# YOUR OBJECTIVE
Report all lines in the records that hold the string "this".

Saved entries
PR #3042, opened 2020-11-02
readonly volume should be bind mounted readonly on the host

bergwolf:
So that even if the guest is compromised, we still ensure that readonly volumes cannot be modified.

backport kata-containers/kata-containers#1062

### DIFF
--- a/virtcontainers/mount.go
+++ b/virtcontainers/mount.go
@@ -273,6 +273,11 @@ func remount(ctx context.Context, mountflags uintptr, src string) error {
 	return nil
 }
 
+// remount a mount point as readonly
+func remountRo(ctx context.Context, src string) error {
+	return remount(ctx, syscall.MS_BIND|syscall.MS_RDONLY, src)
+}
+
 // bindMountContainerRootfs bind mounts a container rootfs into a 9pfs shared
 // directory between the guest and the host.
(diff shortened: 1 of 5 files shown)


jodh-intel (approved):
Thanks @bergwolf

awprice:
Thanks for raising this @bergwolf - code works in my environment on 1.11.x and fixes the issue.

virtcontainers/mount.go
```diff
@@ -273,6 +273,11 @@ func remount(ctx context.Context, mountflags uintptr, src string) error {
 	return nil
 }
 
+// remount a mount point as readonly
+func remount_ro(ctx context.Context, src string) error {
```
devimc, line 277: rust is affecting us :smile: 

```
virtcontainers/mount.go:277:6: don't use underscores in Go names; func remount_ro should be remountRo (golint)

func remount_ro(ctx context.Context, src string) error {
```

devimc (approved):
thanks @bergwolf - just one nit

amshinde:
@chavafg Is the `jenkins-metrics-ubuntu-18-04` CI failing?
I don't see this PR causing a failure in the metrics. Can you take a look.

chavafg:
The job looks stable, only failing in this PR with blogbench metric going out over the limit with a percentage value of 110.7%.

amshinde:
I dont see how making volumes as read-only could impact the metrics. I'll rerun the the metrics CI to double check.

# TASK ANSWER
Thanks for raising this @bergwolf - code works in my environment on 1.11.x and fixes the issue.
I don't see this PR causing a failure in the metrics. Can you take a look.
The job looks stable, only failing in this PR with blogbench metric going out over the limit with a percentage value of 110.7%.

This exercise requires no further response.